Other Woodwind Instruments
Traditionally, musicians from the gagaku orchestra perform any repertoire from gagaku’s three main bodies of music and dance. A few other woodwind instruments are used in these works, such as: kagurabue and komabue.
This is a six-holed transverse flute made of bamboo. It is approximately 45 cm long (18 inches). With the exception of the mouth and finger holes, the entire instrument is wrapped in birch or cherry bark, and then lacquered. This flute is used in the accompaniment of kagura-uta.
From bottom to top: Kagurabue, ryûteki, and komabue
Tuning and transposition: The kagurabue sounds one octave higher than written, and it is tuned to an A-430Hz.
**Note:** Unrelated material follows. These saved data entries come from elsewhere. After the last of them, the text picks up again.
PR #505, opened 2025-06-18
feat: Implement robust browser path resolution

mitsuki31:
This PR addresses the long-standing `TODO` item in `browser.js` by integrating `path-browserify` to provide robust path normalization and resolution capabilities for browser environments.

Previously, `browser.js` relied on no-op implementations for `normalize` and `resolve`.
https://github.com/yargs/yargs-parser/blob/553c808cb0a8730980cacd23b8b8e3038ab7c61f/browser.js#L7-L16

After integrating `path-browserify`, the `normalize` and `resolve` functions have been updated to directly reference `path-browserify.normalize` and `path-browserify.resolve`, respectively.
https://github.com/yargs/yargs-parser/blob/08254e37686f20169a5ee0285b9a6c1deb3c2c0d/browser.js#L6-L18

### Integration of `path-browserify` as a Vendored Module
- The `path-browserify` library, which offers a browser-compatible API mirroring Node.js's `path` module (specifically Node.js v10.3), has been included directly within the `vendor/path-browserify` directory.
- This package was fetched directly from the official npm registry (`path-browserify-1.0.1.tgz`) using `wget`.
  ```bash
  wget https://registry.npmjs.org/path-browserify/-/path-browserify-1.0.1.tgz
  ```
  > I also removed the `path-browserify`'s "test" directory to ensure the package size as small as possible.
- To ensure compatibility with browser ES module imports, the `path-browserify`'s primary entry point (`index.js`) has been slightly modified to use ES module exports (`export default posix;`).
  https://github.com/yargs/yargs-parser/blob/08254e37686f20169a5ee0285b9a6c1deb3c2c0d/vendor/path-browserify/index.js#L527-L529

### `browser.js` Path Function Update
- The `normalize` and `resolve` functions within the `YargsParser` constructor in `browser.js` now directly reference `path-browserify.normalize` and `path-browserify.resolve`, leveraging the new capabilities.

### Build and Linting Adjustments
- `.eslintignore` file has been reconfigured to ignore the `vendor` directory during linting.
- The project's bundling configuration has been updated to explicitly include the contents of the `vendor` directory, ensuring `path-browserify` is correctly bundled into the final distribution.

## Justification for Dependency Management Strategy (Manual Vendoring)

The decision to manually vendor `path-browserify` (by fetching the `1.0.1.tgz` directly from the npm registry) rather than adding it as a standard `npm` dependency was made for the following reasons:

* The `path-browserify` package, while functionally complete for this purpose, has not received updates on npm for a number of years. Manually vendoring allows for precise control over the exact version included in `yargs-parser`'s browser bundle, isolating it from potential future `npm` dependency changes or deprecations.
* This approach allows for the necessary modification of `path-browserify`'s `index.js` to expose ES module exports, which is crucial for `browser.js`'s current import structure.

## Testing

```html
<!DOCTYPE html>
<body>
  <script type="module">
    import yargs from "./browser.js";

    const argv = yargs(
      '--testPath=/foo/bar/../bazz//a/filename.txt --testPath-2=a/b/../f/../../foo/file.txt',
      {
        normalize: ['testPath', 'testPath-2']
      }
    )
    console.log(argv.testPath)
    console.log(argv.testPath2)
    console.log(argv.testPath === '/foo/bazz/a/filename.txt')  // Should return true
    console.log(argv.testPath2 === 'foo/file.txt')             // Should return true
  </script>
</body>
```

---

I am keen to discuss these considerations and explore any preferred alternative approaches to integrating Browser version of Node.js `path` module.

### DIFF
--- a/.eslintignore
+++ b/.eslintignore
@@ -1,2 +1,3 @@
 build/
+vendor/
 test/tscc/
--- a/browser.js
+++ b/browser.js
@@ -1,14 +1,16 @@
 // Main entrypoint for ESM web browser environments. Avoids using Node.js
 // specific libraries, such as "path".
 //
-// TODO: figure out reasonable web equivalents for "resolve", "normalize", etc.
 import { camelCase, decamelize, looksLikeNumber } from './build/lib/string-utils.js'
 import { YargsParser } from './build/lib/yargs-parser.js'
+// Using `path-browserify` package from local dependency
+import path from './vendor/path-browserify/index.js';
+
 const parser = new YargsParser({
   cwd: () => { return '' },
   format: (str, arg) => { return str.replace('%s', arg) },
-  normalize: (str) => { return str },
-  resolve: (str) => { return str },
+  normalize: path.normalize,  // Use `path-browserify`
+  resolve: path.resolve,    // Use `path-browserify`
   require: () => {
     throw Error('loading config from files not currently supported in browser')
   },
--- a/package.json
+++ b/package.json
@@ -69,6 +69,7 @@
   "files": [
     "browser.js",
     "build",
+    "vendor",
     "!*.d.ts",
     "!*.d.cts"
   ],
--- a/vendor/path-browserify/.github/FUNDING.yml
+++ b/vendor/path-browserify/.github/FUNDING.yml
@@ -1,0 +1,12 @@
+# These are supported funding model platforms
+
+github: # Replace with up to 4 GitHub Sponsors-enabled usernames e.g., [user1, user2]
+patreon: # Replace with a single Patreon username
+open_collective: # Replace with a single Open Collective username
+ko_fi: # Replace with a single Ko-fi username
+tidelift: npm/path-browserify
+community_bridge: # Replace with a single Community Bridge project-name e.g., cloud-foundry
+liberapay: # Replace with a single Liberapay username
+issuehunt: # Replace with a single IssueHunt username
+otechie: # Replace with a single Otechie username
+custom: # Replace with up to 4 custom sponsorship URLs e.g., ['link1', 'link2']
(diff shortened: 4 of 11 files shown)


shadowspawn:
To understand a bit more about what this would allow. Is `opts.normalize` an option you want to use yourself in the browser? What is the use case that it helps with?

shadowspawn:
Interesting to see you found a module for this very purpose.

My initial thought is that vendoring in `path-browserify` is more overhead than we want for a feature that no one has asked about in a less common runtime. (i.e. I don't see any issues in yargs or yargs-browser mentioning `normalize` and `browser`.) 

I was interested to see that according to the path-browserify README, it was included by default in some bundlers. If that is still a common pattern, a light weight approach might be to look for an available implementation supplied by the bundler. 

> You usually do not have to install path-browserify yourself! If your code runs in Node.js, path is built in. If your code runs in the browser, bundlers like [browserify](https://github.com/browserify/browserify) or [webpack](https://github.com/webpack/webpack) include the path-browserify module by default.

Another approach would be to make it possible to supply own implementations so end-user can implement it if needed.

It would be much smaller to only vendor the relevant routines.

I am only one maintainer! I suggest you wait for feedback from other maintainers or end users before doing more work on this.

mitsuki31:
Thank you for the clear guidance.

I understand your concerns about the overhead of the current vendoring approach for `path-browserify` and the current demand for this functionality in the browser runtime. To keep the queue clear, I'm glad to close this PR if the present vendoring approach doesn't seem to be the preferred direction for this project.

shadowspawn:
There have not been any user requests for this functionality. Not planning to vendor-in.

Thanks for the discussion.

Range: This instrument has a range of 2 octaves. The kagurabue does not have an octave-hole, so over-blowing the pitches of the lower octave is the only technique to produce notes an octave higher. The pitches shown in whole notes are playable by opening/closing the instrument’s six holes, while the ones shown in black are produced by half-holing or breath manipulation.
Range of the kagurabue
This is a six-holed transverse flute made of bamboo. It is approximately 37 cm long (14.5 inches). It is used in Komagaku, music that originated from Korea, which is often played as a dance accompaniment. It is very similar to the kagurabue, but it is much thinner, it replaces the latter in the performance of azuma asobi.
Tuning and transposition: The komabue sounds one octave higher than written, and it is tuned to an A-430Hz.
Range: Its range slightly exceeds 2 octaves. The pitches shown in Figure 4 in whole notes are playable by opening/closing the instrument’s six holes, and the ones shown in black are produced by half-holing or breath manipulation. Again, over-blowing the pitches of the lower octave produces those of the 2nd and 3rd octaves.